On Wednesday, Lebanon held a solemn funeral for journalists Farah Omar and Rabih Maamari, who were killed by an Israeli drone strike while they were in the south. The ceremony took place amid deep sorrow and grief. The coffins, draped with the Lebanese flag, arrived in the courtyard of the Al-Mayadeen channel headquarters in Beirut, where a large crowd of political, social, religious, and media figures, as well as colleagues from "Al-Mayadeen" and other media outlets, gathered, along with their families, who wore Palestinian keffiyehs.
Upon arrival, the atmosphere was filled with ululations and applause, while Quranic verses were recited over loudspeakers. Sheikh Maher Hamoud, head of the Union of Resistance Scholars, led the prayers for the two deceased and delivered a eulogy prior to the prayer, affirming the martyrdom of Farah and Rabih, stating that their souls ascended directly from the earth to heaven, that they became the mouths of paradise's birds, and that they are now at peace and resting.
Sheikh Hamoud paid tribute to the families of the martyrs and the families of martyrs from Gaza and the West Bank, as well as to the three female martyrs in Ainata. He concluded by declaring that Omar and Maamari are martyrs on the path to Jerusalem in the face of Zionism, accepted by God, with their sins forgiven and the hearts of their loved ones reassured.

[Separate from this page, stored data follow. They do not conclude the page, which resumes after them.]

PR #13902, opened 2021-01-28
Jetpack Section: Restore - Replace Rewind Status Service with Restore Use Cases

ParaskP7:
Parent #13328

This PR replaces the `RewindStatusService` with the `PostRestoreUseCase` and `GetRestoreStatusUseCase`. This step is necessary in order to reuse those use cases, remove the complicated status services and in general reduce the complexity within the `ActivityLogViewModel`. Also, this step is a prerequisite and as much necessary for another feature that is about to be added to this screen, which is showing a progress row when a `Backup Download` has been triggered.

⚠️ When this PR is merged into `develop` is will affect the next release as this refactor is not guarded on a feature flag. Make sure to do a thorough code review. @zwarm @malinajirka and @ashiagr I have added all of you as reviewers to this PR as this is a complicated one and I would love to get as much comments as possible. At least, testing the PR and finding out bugs would be a major help.

ℹ️ Don't be scared by the amount of commits (77), the file changes are not that many (9). The commits are that many because of the many refactors I had to do in order to improve the state of the `ActivityLogViewModel` and its corresponding tests to be able to remove the status service and replace that with the use cases. If you do this code review commit-by-commit it will help you enormously.

Future TODOs:
* Timestamp is not being shown on restore progress row and its corresponding snackbars (started and completed) when triggered from the web. An item for that will be added on the parent ticket.
* `RewindStatusService` has not been completely removed due to the fact that the `ActivityLogDetailViewModel` also uses it just to show/hide the `RESTORE` button. An item for that will be added on the parent ticket.

To test:

#### Scenario.1 (App flow)
* Find a rewindable item from the list and: 
  * Either, click on the `RESTORE` icon and then on the dialog that appears, click on the `RESTORE SITE` button,
  * Or, click on the item itself to launch the `Activity Log Details` screen, click the `RESTORE` button and then on the dialog that appears, click on the `RESTORE SITE` button,
* You should automatically be navigated back to the `Activity Log` screen, on top of the list, and a restore will be triggered,
* A snackbar should immediately appear informing that the restore just started. Make sure the restore timestamp is available on the snackbar.
* Make sure the `RESTORE` icon, for every rewindable item, is not shown while restore progress is ongoing.
* Wait for restore to finish while having the `Activity Log` screen open both, within the app and the web (so you can see the actual progress),
* When restore finishes (looking on the web), a the restore (push) notification should appear.
* Then, the restore progress item should disappear (after at least 5'' seconds, due to the while loop check status delay).
* A pull-to-refresh should be automatically triggered and a new restore item might (or might not) appear (depending on how fast the restore progress item disappears and how fast this new item becomes available on the backend, via the `activityLogStore.fetchActivities(...)` API call). In case the new restore item does not appear, wait a bit (maybe 10'' seconds) and trigger a manual pull-to-refresh. Verify that the new restore item appears after some time.
* A snackbar should immediately appear informing that the restore just completed.  Make sure the restore timestamp is available on the snackbar.
* Make sure the `RESTORE` icon, for every rewindable item, is now shown again.

#### Scenario.2 (Web flow)
* Trigger restore from web,
* Wait for it to start,
* Either, launch `Activity Log` screen, or trigger a pull-to-refresh if you are already within that screen.
* The restore progress item should immediately appears. **CHANGE** (⚠️): The timestamp will not be available when triggered from the web, or it might become available based on some constraints (to be improved).
* Make sure the `RESTORE` icon, for every rewindable item, is not shown while restore progress is ongoing.
* Wait for restore to finish while having the `Activity Log` screen open both, within the app and the web (so you can see the actual progress),
* When restore finished (looking on the web), a the restore (push) notification should appear.
* Then, the restore progress item should disappear (after at least 5'' seconds, due to the while loop check status delay).
* A pull-to-refresh should be automatically triggered and a new restore item might (or might not) appear (depending on how fast the restore progress item disappears and how fast this new item becomes available on the backend, via the `activityLogStore.fetchActivities(...)` API call). In case the new restore item does not appear, wait a bit (maybe 10'' seconds) and trigger a manual pull-to-refresh. Verify that the new restore item appears after some time.
* A snackbar should immediately appear informing that the restore just completed. **CHANGE** (⚠️): The timestamp will not be available when triggered from the web, or it might become available based on some constraints (to be improved).
* Make sure the `RESTORE` icon, for every rewindable item, is now shown again.

#### Scenario.3 (Go wild flow)
* Trigger any of the above 2 scenarios until you reach the point where the restore progress item is shown.
* Trigger a pull-to-refresh manually and make sure the progress item is still shown.
* Go to the bottom of the list and trigger another page load, go to the top of the list and make sure the progress item is still shown.
* Go to the bottom of the list and trigger another page load, click on any item to navigate to the `Activity Log Detail` page, and then go back. Go to the top of the list and make sure the progress item is still shown.
* Go to the bottom of the list and trigger another page load, wait there until the restore finishes.
* Then, make sure you are being navigated automatically to the top of the list and the restore progress item have disappeared.

#### Scenario.4 (Restore flow)
* Since this PR updates the `GetRestoreStatusUseCase` it is recommended that the `Restore Flow` is tested as well.
* To do so, open app and go to `My Site` tab,
* Enable `RestoreFeatureConfig`, scroll down and click the `RESTART THE APP` button. 
* Find a rewindable item from the list, click on the ellipsis menu item and select `Restore to this point` to launch the `Restore screen,
* Wait for the restore to finish, click `Done` and in general verify everything works as expected.

PS: I **REALLY** suggest doing a commit-by-commit review as this will make it much easier for you to review the overall solution.

PR submission checklist:

### DIFF
--- a/WordPress/src/main/java/org/wordpress/android/ui/jetpack/restore/RestoreStates.kt
+++ b/WordPress/src/main/java/org/wordpress/android/ui/jetpack/restore/RestoreStates.kt
@@ -105,13 +105,13 @@ sealed class RestoreRequestState {
         val progress: Int?,
         val message: String? = null,
         val currentEntry: String? = null,
-        val date: Date? = null
+        val published: Date? = null
     ) : RestoreRequestState()
 
     data class Complete(
         val rewindId: String,
         val restoreId: Long,
-        val date: Date? = null
+        val published: Date? = null
     ) : RestoreRequestState()
 
     sealed class Failure : RestoreRequestState() {
--- a/WordPress/src/main/java/org/wordpress/android/ui/jetpack/restore/RestoreStates.kt
+++ b/WordPress/src/main/java/org/wordpress/android/ui/jetpack/restore/RestoreStates.kt
@@ -5,16 +5,17 @@ import androidx.annotation.StringRes
 import org.wordpress.android.R
 import org.wordpress.android.fluxc.model.activity.ActivityLogModel
 import org.wordpress.android.ui.jetpack.common.JetpackListItemState
-import org.wordpress.android.ui.jetpack.restore.StateType.DETAILS
-import org.wordpress.android.ui.jetpack.restore.StateType.WARNING
-import org.wordpress.android.ui.jetpack.restore.StateType.PROGRESS
 import org.wordpress.android.ui.jetpack.restore.StateType.COMPLETE
+import org.wordpress.android.ui.jetpack.restore.StateType.DETAILS
 import org.wordpress.android.ui.jetpack.restore.StateType.ERROR
+import org.wordpress.android.ui.jetpack.restore.StateType.PROGRESS
+import org.wordpress.android.ui.jetpack.restore.StateType.WARNING
 import org.wordpress.android.ui.jetpack.restore.ToolbarState.CompleteToolbarState
 import org.wordpress.android.ui.jetpack.restore.ToolbarState.DetailsToolbarState
 import org.wordpress.android.ui.jetpack.restore.ToolbarState.ErrorToolbarState
 import org.wordpress.android.ui.jetpack.restore.ToolbarState.ProgressToolbarState
 import org.wordpress.android.ui.jetpack.restore.ToolbarState.WarningToolbarState
+import java.util.Date
 
 abstract class RestoreUiState(open val type: StateType) {
     abstract val items: List<JetpackListItemState>
@@ -103,10 +104,15 @@ sealed class RestoreRequestState {
         val rewindId: String,
         val progress: Int?,
         val message: String? = null,
-        val currentEntry: String? = null
+        val currentEntry: String? = null,
+        val date: Date? = null
     ) : RestoreRequestState()
 
-    data class Complete(val rewindId: String, val restoreId: Long) : RestoreRequestState()
+    data class Complete(
+        val rewindId: String,
+        val restoreId: Long,
+        val date: Date? = null
+    ) : RestoreRequestState()
 
     sealed class Failure : RestoreRequestState() {
         object NetworkUnavailable : Failure()
--- a/WordPress/src/main/java/org/wordpress/android/ui/jetpack/restore/usecases/GetRestoreStatusUseCase.kt
+++ b/WordPress/src/main/java/org/wordpress/android/ui/jetpack/restore/usecases/GetRestoreStatusUseCase.kt
@@ -30,6 +30,7 @@ class GetRestoreStatusUseCase @Inject constructor(
         restoreId: Long? = null
     ) = flow {
         if (restoreId == null) {
+            if (isNetworkUnavailable()) return@flow
             if (fetchActivitiesRewind(site)) return@flow
         }
         while (true) {
--- a/WordPress/src/main/java/org/wordpress/android/ui/jetpack/restore/usecases/GetRestoreStatusUseCase.kt
+++ b/WordPress/src/main/java/org/wordpress/android/ui/jetpack/restore/usecases/GetRestoreStatusUseCase.kt
@@ -22,7 +22,10 @@ class GetRestoreStatusUseCase @Inject constructor(
     private val networkUtilsWrapper: NetworkUtilsWrapper,
     private val activityLogStore: ActivityLogStore
 ) {
-    suspend fun getRestoreStatus(site: SiteModel, restoreId: Long) = flow {
+    suspend fun getRestoreStatus(
+        site: SiteModel,
+        restoreId: Long
+    ) = flow {
         while (true) {
             if (!networkUtilsWrapper.isNetworkAvailable()) {
                 emit(NetworkUnavailable)
--- a/WordPress/src/main/java/org/wordpress/android/ui/jetpack/restore/usecases/GetRestoreStatusUseCase.kt
+++ b/WordPress/src/main/java/org/wordpress/android/ui/jetpack/restore/usecases/GetRestoreStatusUseCase.kt
@@ -36,7 +36,7 @@ class GetRestoreStatusUseCase @Inject constructor(
     ) = flow {
         if (restoreId == null) {
             if (!isNetworkAvailable()) return@flow
-            if (!isFetchActivitiesRewindSuccessful(site)) return@flow
+            if (!fetchActivitiesRewind(site)) return@flow
         }
         while (true) {
             if (!isNetworkAvailable()) return@flow
@@ -58,7 +58,7 @@ class GetRestoreStatusUseCase @Inject constructor(
                 }
             }
 
-            if (!isFetchActivitiesRewindSuccessful(site)) return@flow
+            if (!fetchActivitiesRewind(site)) return@flow
 
             delay(DELAY_MILLIS)
         }
@@ -71,7 +71,7 @@ class GetRestoreStatusUseCase @Inject constructor(
         } else true
     }
 
-    private suspend fun FlowCollector<RestoreRequestState>.isFetchActivitiesRewindSuccessful(site: SiteModel): Boolean {
+    private suspend fun FlowCollector<RestoreRequestState>.fetchActivitiesRewind(site: SiteModel): Boolean {
         val result = activityLogStore.fetchActivitiesRewind(FetchRewindStatePayload(site))
         return if (result.isError) {
             emit(RemoteRequestFailure)
--- a/WordPress/src/main/java/org/wordpress/android/ui/jetpack/restore/usecases/GetRestoreStatusUseCase.kt
+++ b/WordPress/src/main/java/org/wordpress/android/ui/jetpack/restore/usecases/GetRestoreStatusUseCase.kt
@@ -50,12 +50,8 @@ class GetRestoreStatusUseCase @Inject constructor(
                         emitFailure()
                         return@flow
                     }
-                    RUNNING -> {
-                        emitProgress(rewind)
-                    }
-                    QUEUED -> {
-                        emitProgress(rewind)
-                    }
+                    RUNNING -> emitProgress(rewind)
+                    QUEUED -> emitProgress(rewind)
                 }
             }
 
--- a/WordPress/src/main/java/org/wordpress/android/ui/jetpack/restore/usecases/GetRestoreStatusUseCase.kt
+++ b/WordPress/src/main/java/org/wordpress/android/ui/jetpack/restore/usecases/GetRestoreStatusUseCase.kt
@@ -43,11 +43,7 @@ class GetRestoreStatusUseCase @Inject constructor(
                     (restoreId == null || rewind.restoreId == restoreId)) {
                 when (rewind.status) {
                     FINISHED -> {
-                        if (rewind.rewindId != null) {
-                            emitComplete(rewind)
-                        } else {
-                            emitFailure()
-                        }
+                        emitFinished(rewind)
                         return@flow
                     }
                     FAILED -> {
@@ -77,6 +73,9 @@ class GetRestoreStatusUseCase @Inject constructor(
         }
         return false
     }
+
+    private suspend fun FlowCollector<RestoreRequestState>.emitFinished(rewind: Rewind) =
+            if (rewind.rewindId != null) emitComplete(rewind) else emitFailure()
 
     private suspend fun FlowCollector<RestoreRequestState>.emitComplete(rewind: Rewind) {
         val rewindId = rewind.rewindId as String
--- a/WordPress/src/main/java/org/wordpress/android/ui/jetpack/restore/usecases/GetRestoreStatusUseCase.kt
+++ b/WordPress/src/main/java/org/wordpress/android/ui/jetpack/restore/usecases/GetRestoreStatusUseCase.kt
@@ -33,10 +33,7 @@ class GetRestoreStatusUseCase @Inject constructor(
             if (fetchActivitiesRewind(site)) return@flow
         }
         while (true) {
-            if (!networkUtilsWrapper.isNetworkAvailable()) {
-                emit(NetworkUnavailable)
-                return@flow
-            }
+            if (isNetworkUnavailable()) return@flow
 
             val rewind = activityLogStore.getRewindStatusForSite(site)?.rewind
             if (rewind != null &&
@@ -59,6 +56,14 @@ class GetRestoreStatusUseCase @Inject constructor(
 
             delay(DELAY_MILLIS)
         }
+    }
+
+    private suspend fun FlowCollector<RestoreRequestState>.isNetworkUnavailable(): Boolean {
+        if (!networkUtilsWrapper.isNetworkAvailable()) {
+            emit(NetworkUnavailable)
+            return true
+        }
+        return false
     }
 
     private suspend fun FlowCollector<RestoreRequestState>.fetchActivitiesRewind(site: SiteModel): Boolean {
--- a/WordPress/src/main/java/org/wordpress/android/ui/jetpack/restore/usecases/GetRestoreStatusUseCase.kt
+++ b/WordPress/src/main/java/org/wordpress/android/ui/jetpack/restore/usecases/GetRestoreStatusUseCase.kt
@@ -35,11 +35,11 @@ class GetRestoreStatusUseCase @Inject constructor(
         restoreId: Long? = null
     ) = flow {
         if (restoreId == null) {
-            if (isNetworkUnavailable()) return@flow
+            if (!isNetworkAvailable()) return@flow
             if (fetchActivitiesRewind(site)) return@flow
         }
         while (true) {
-            if (isNetworkUnavailable()) return@flow
+            if (!isNetworkAvailable()) return@flow
 
             val rewind = activityLogStore.getRewindStatusForSite(site)?.rewind
             if (rewind != null &&
@@ -64,12 +64,12 @@ class GetRestoreStatusUseCase @Inject constructor(
         }
     }.flowOn(bgDispatcher)
 
-    private suspend fun FlowCollector<RestoreRequestState>.isNetworkUnavailable(): Boolean {
+    private suspend fun FlowCollector<RestoreRequestState>.isNetworkAvailable(): Boolean {
         if (!networkUtilsWrapper.isNetworkAvailable()) {
             emit(NetworkUnavailable)
-            return true
+            return false
         }
-        return false
+        return true
     }
 
     private suspend fun FlowCollector<RestoreRequestState>.fetchActivitiesRewind(site: SiteModel): Boolean {
--- a/WordPress/src/main/java/org/wordpress/android/ui/jetpack/restore/usecases/GetRestoreStatusUseCase.kt
+++ b/WordPress/src/main/java/org/wordpress/android/ui/jetpack/restore/usecases/GetRestoreStatusUseCase.kt
@@ -43,7 +43,9 @@ class GetRestoreStatusUseCase @Inject constructor(
                 when (rewind.status) {
                     FINISHED -> {
                         if (rewind.rewindId != null) {
-                            emit(Complete(rewind.rewindId as String, rewind.restoreId))
+                            val rewindId = rewind.rewindId as String
+                            val date = activityLogStore.getActivityLogItemByRewindId(rewindId)?.published
+                            emit(Complete(rewind.rewindId as String, rewind.restoreId, date))
                         } else {
                             emit(RemoteRequestFailure)
                         }
@@ -54,10 +56,14 @@ class GetRestoreStatusUseCase @Inject constructor(
                         return@flow
                     }
                     RUNNING -> {
-                        emit(Progress(rewind.rewindId as String, rewind.progress, rewind.message, rewind.currentEntry))
+                        val rewindId = rewind.rewindId as String
+                        val date = activityLogStore.getActivityLogItemByRewindId(rewindId)?.published
+                        emit(Progress(rewindId, rewind.progress, rewind.message, rewind.currentEntry, date))
                     }
                     QUEUED -> {
-                        emit(Progress(rewind.rewindId as String, rewind.progress, rewind.message, rewind.currentEntry))
+                        val rewindId = rewind.rewindId as String
+                        val date = activityLogStore.getActivityLogItemByRewindId(rewindId)?.published
+                        emit(Progress(rewindId, rewind.progress, rewind.message, rewind.currentEntry, date))
                     }
                 }
             }
--- a/WordPress/src/main/java/org/wordpress/android/ui/jetpack/restore/usecases/GetRestoreStatusUseCase.kt
+++ b/WordPress/src/main/java/org/wordpress/android/ui/jetpack/restore/usecases/GetRestoreStatusUseCase.kt
@@ -4,6 +4,7 @@ import kotlinx.coroutines.delay
 import kotlinx.coroutines.flow.FlowCollector
 import kotlinx.coroutines.flow.flow
 import org.wordpress.android.fluxc.model.SiteModel
+import org.wordpress.android.fluxc.model.activity.RewindStatusModel.Rewind
 import org.wordpress.android.fluxc.model.activity.RewindStatusModel.Rewind.Status.FAILED
 import org.wordpress.android.fluxc.model.activity.RewindStatusModel.Rewind.Status.FINISHED
 import org.wordpress.android.fluxc.model.activity.RewindStatusModel.Rewind.Status.QUEUED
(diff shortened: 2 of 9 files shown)


WordPress/src/main/java/org/wordpress/android/ui/jetpack/restore/RestoreStates.kt
```diff
@@ -103,10 +104,15 @@ sealed class RestoreRequestState {
         val rewindId: String,
         val progress: Int?,
         val message: String? = null,
-        val currentEntry: String? = null
+        val currentEntry: String? = null,
+        val date: Date? = null
```
malinajirka: 🔍 Nitpick: We might want to consider renaming this value. The name doesn't tell us anything about the field except of its type. Is it current date or date of the last update of the progress or date when the action started?

WordPress/src/main/java/org/wordpress/android/ui/jetpack/restore/RestoreStates.kt
```diff
@@ -103,10 +104,15 @@ sealed class RestoreRequestState {
...
     ) : RestoreRequestState()
 
-    data class Complete(val rewindId: String, val restoreId: Long) : RestoreRequestState()
+    data class Complete(
+        val rewindId: String,
+        val restoreId: Long,
+        val date: Date? = null
```
malinajirka: Same as above

WordPress/src/main/java/org/wordpress/android/viewmodel/activitylog/ActivityLogViewModel.kt
```diff
@@ -177,24 +153,157 @@ class ActivityLogViewModel @Inject constructor(
...
-        activityLogStore.getRewindStatusForSite(site)
-
-        reloadEvents(done = true)
+        reloadEvents(true, currentRestoreEvent)
         requestEventsUpdate(false)
 
         showFiltersIfSupported()
     }
 
+    @VisibleForTesting
```
malinajirka, line 157: 🔍 Nitpick: In general we try to avoid using @VisibleForTesting as it's not necessary in most cases. The test would ideally test the state the class is providing through public methods/fields. Usually the need for using this annotation indicates that the code could/should be extracted into a separate class. Having said all that, feel free to keep it.

WordPress/src/main/java/org/wordpress/android/ui/jetpack/restore/usecases/GetRestoreStatusUseCase.kt
```diff
@@ -1,65 +1,100 @@
...
-                emit(RemoteRequestFailure)
-                return@flow
-            }
+            if (fetchActivitiesRewind(site)) return@flow
 
             delay(DELAY_MILLIS)
         }
+    }.flowOn(bgDispatcher)
+
+    private suspend fun FlowCollector<RestoreRequestState>.isNetworkUnavailable(): Boolean {
```
malinajirka: ⚠️ We might want to consider renaming this method to "isNetworkAvailable". 
1. We use isNetworkAvailable throughout the codebase so the current name might lead to mistakes.
2. Both names isNetworkAvailable/isNetworkUnavailable are extremely similar so it's easy to miss the difference when scanning the code.

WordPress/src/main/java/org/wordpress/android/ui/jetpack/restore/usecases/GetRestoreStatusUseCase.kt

After the funeral prayer, everyone took a final look at the coffins amid profound emotion. The coffins were then carried by members of the Islamic Health Authority to be paraded in the Al-Mayadeen courtyard amidst fervent applause and ululations. They were later taken to their final resting places, with Maamari buried in the Martyrs’ Garden in Beirut and Omar laid to rest in her hometown of Machghara in Western Bekaa.